Is there an investment case?
The problem, as you might’ve imagined by now, is that while there is a reasonable case to be made for a long runway of growth for the majors (despite their already considerable size), this growth in itself increases the risk of intervention. The risks predominantly come from public perceptions of equity and fairness as well as the political environment. In our opinion, we will see a gradual shift away from growth to maturation, warranting a different investment mindset.

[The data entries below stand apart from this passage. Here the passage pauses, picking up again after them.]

PR #1845, opened 2023-01-07
Add from and to query to orders api and add image_url to product

JonaMata:


app/Http/Controllers/UserApiController.php
```diff
@@ -62,9 +63,21 @@ public function getAchievements()
     /**
      * @return Collection|OrderLine[]
      */
-    public function getPurchases()
+    public function getPurchases(Request $request)
```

Just as Big Pharma, after the initial growth phase, reached maturation with consolidation and new growth coming predominantly from acquisitions and, just as Standard Oil became the oil majors of today, so too is it likely that what we currently call Big Tech will gradually become the conglomerates of tomorrow.
For the growth-minded investor it might make sense to still have exposure to the majors just as it makes sense to have the Big 4 Aussie banks in your portfolio given their role on the index and to the broader economy, but understanding the risks and the expectation that the growth trajectories that we have grown accustomed to might not be quite the same (and neither would you want that). The growth will come instead from finding smaller more nimble companies that look attractive from a takeover perspective. Just as one keeps in mind the potential for M&A when investing in a biotech firm or the potential for niche products within the financial services space (an example might be the BNPL space). Nevertheless, any risk-on trade and accommodative central bank policies will make them primary beneficiaries from a securities price perspective. So, the simple answer is, have them in the portfolio but don’t expect the same returns and be cognizant of regulatory risks that are inevitably going to arise.
Note (18 June 2020):
Since the initial publication of this article the DoJ (Department of Justice) has released a 25-page memo recommending changes to Section 230 of the Communications Decency Act. Something which enabled the likes of Twitter, Facebook and YouTube to have broad immunity for content posted using their services and platforms. The onus is now being placed upon the companies to police harmful and disingenuous content (including, one would expect, so-called "fake news" in its many and varied forms both left and right).